Exercise objective.
Output the data verbatim, with nothing added or dropped.

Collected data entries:
PR #785, opened 2024-07-05
Schutzfile: move to latest osbuild with curl --parallel support

mvo5:
This commit updates osbuild so that we benefit from osbuild PR#1573 to enable curl --parallel. This should speed up downloading especially on fast connections as less time is spend with the connection setup/handshake etc.

Similar to https://github.com/osbuild/osbuild-composer/pull/4247

### DIFF
--- a/Schutzfile
+++ b/Schutzfile
@@ -24,43 +24,7 @@
       "osbuild": {
         "commit": "4697a3fb840a337438bd31b81f78cb8c5bfb14bc"
       }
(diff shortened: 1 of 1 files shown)


achilleas-k (dismissed):

achilleas-k (approved):

mvo5:
This is not ready, see https://github.com/osbuild/osbuild/pull/1811

PR #787, opened 2024-07-08
cmd: add `otk-make-fstab-stage` helper

mvo5:
This helper is similar to the `otk-make-partition-stages` but for
the `fstab` generation. It consumes the variables generated by
`otk-gen-partition-table` and produces a fragment to generate
the `org.osbuild.fstab` stage.

The expected usage is something like:
```yaml
otk.define:
 filesystem:
   otk.external.gen_partition_table:
     modifications: ${modifications.filesystem}
     properties: ...
     partitions: ...

stages:
 ...
 otk.external.make_fstab_stage:
   internal: ${filesystem.internal}
```

Build on top of https://github.com/osbuild/images/pull/732 only the last commit is relevant.

### DIFF
--- a/cmd/otk-make-fstab-stage/main.go
+++ b/cmd/otk-make-fstab-stage/main.go
@@ -1,0 +1,52 @@
+package main
+
+import (
+	"encoding/json"
+	"fmt"
+	"io"
+	"os"
+
+	"github.com/osbuild/images/pkg/osbuild"
+
+	"github.com/osbuild/images/internal/otkdisk"
+)
+
+type Input = otkdisk.Data
+
+func makeFstabStages(inp Input) (stages *osbuild.Stage, err error) {
+	defer func() {
+		if r := recover(); r != nil {
+			err = fmt.Errorf("cannot generate image prepare stages: %v", r)
+		}
+	}()
+
+	pt := inp.Const.Internal.PartitionTable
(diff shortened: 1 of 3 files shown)


ondrejbudai (commented):
fwiw this looks good :)

cmd/otk-make-fstab-stage/main.go
```diff
@@ -0,0 +1,52 @@
...
+
+func makeFstabStages(inp Input) (stages *osbuild.Stage, err error) {
+	defer func() {
+		if r := recover(); r != nil {
+			err = fmt.Errorf("cannot generate image prepare stages: %v", r)
+		}
+	}()
+
+	pt := inp.Const.Internal.PartitionTable
+	fstabStage := osbuild.NewFSTabStage(osbuild.NewFSTabStageOptions(pt))
```
achilleas-k, line 24: Let's make a note / issue to remove panics from these functions and have them return errors.  I know we've been saying it for a while now, but now that we're using them for these externals, I think we can at least prioritise the ones we want.

achilleas-k (approved):
LGTM.  Love how simple this turned out.

cmd/otk-make-fstab-stage/main.go
mvo5: Sure! i create a reminder for myself and will get to that in a followup.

Task output.
PR #785, opened 2024-07-05
Schutzfile: move to latest osbuild with curl --parallel support

mvo5:
This commit updates osbuild so that we benefit from osbuild PR#1573 to enable curl --parallel. This should speed up downloading especially on fast connections as less time is spend with the connection setup/handshake etc.

Similar to https://github.com/osbuild/osbuild-composer/pull/4247

### DIFF
--- a/Schutzfile
+++ b/Schutzfile
@@ -24,43 +24,7 @@
       "osbuild": {
         "commit": "4697a3fb840a337438bd31b81f78cb8c5bfb14bc"
       }
(diff shortened: 1 of 1 files shown)


achilleas-k (dismissed):

achilleas-k (approved):

mvo5:
This is not ready, see https://github.com/osbuild/osbuild/pull/1811

PR #787, opened 2024-07-08
cmd: add `otk-make-fstab-stage` helper

mvo5:
This helper is similar to the `otk-make-partition-stages` but for
the `fstab` generation. It consumes the variables generated by
`otk-gen-partition-table` and produces a fragment to generate
the `org.osbuild.fstab` stage.

The expected usage is something like:
```yaml
otk.define:
 filesystem:
   otk.external.gen_partition_table:
     modifications: ${modifications.filesystem}
     properties: ...
     partitions: ...

stages:
 ...
 otk.external.make_fstab_stage:
   internal: ${filesystem.internal}
```

Build on top of https://github.com/osbuild/images/pull/732 only the last commit is relevant.

### DIFF
--- a/cmd/otk-make-fstab-stage/main.go
+++ b/cmd/otk-make-fstab-stage/main.go
@@ -1,0 +1,52 @@
+package main
+
+import (
+	"encoding/json"
+	"fmt"
+	"io"
+	"os"
+
+	"github.com/osbuild/images/pkg/osbuild"
+
+	"github.com/osbuild/images/internal/otkdisk"
+)
+
+type Input = otkdisk.Data
+
+func makeFstabStages(inp Input) (stages *osbuild.Stage, err error) {
+	defer func() {
+		if r := recover(); r != nil {
+			err = fmt.Errorf("cannot generate image prepare stages: %v", r)
+		}
+	}()
+
+	pt := inp.Const.Internal.PartitionTable
(diff shortened: 1 of 3 files shown)


ondrejbudai (commented):
fwiw this looks good :)

cmd/otk-make-fstab-stage/main.go
```diff
@@ -0,0 +1,52 @@
...
+
+func makeFstabStages(inp Input) (stages *osbuild.Stage, err error) {
+	defer func() {
+		if r := recover(); r != nil {
+			err = fmt.Errorf("cannot generate image prepare stages: %v", r)
+		}
+	}()
+
+	pt := inp.Const.Internal.PartitionTable
+	fstabStage := osbuild.NewFSTabStage(osbuild.NewFSTabStageOptions(pt))
```
achilleas-k, line 24: Let's make a note / issue to remove panics from these functions and have them return errors.  I know we've been saying it for a while now, but now that we're using them for these externals, I think we can at least prioritise the ones we want.

achilleas-k (approved):
LGTM.  Love how simple this turned out.

cmd/otk-make-fstab-stage/main.go
mvo5: Sure! i create a reminder for myself and will get to that in a followup.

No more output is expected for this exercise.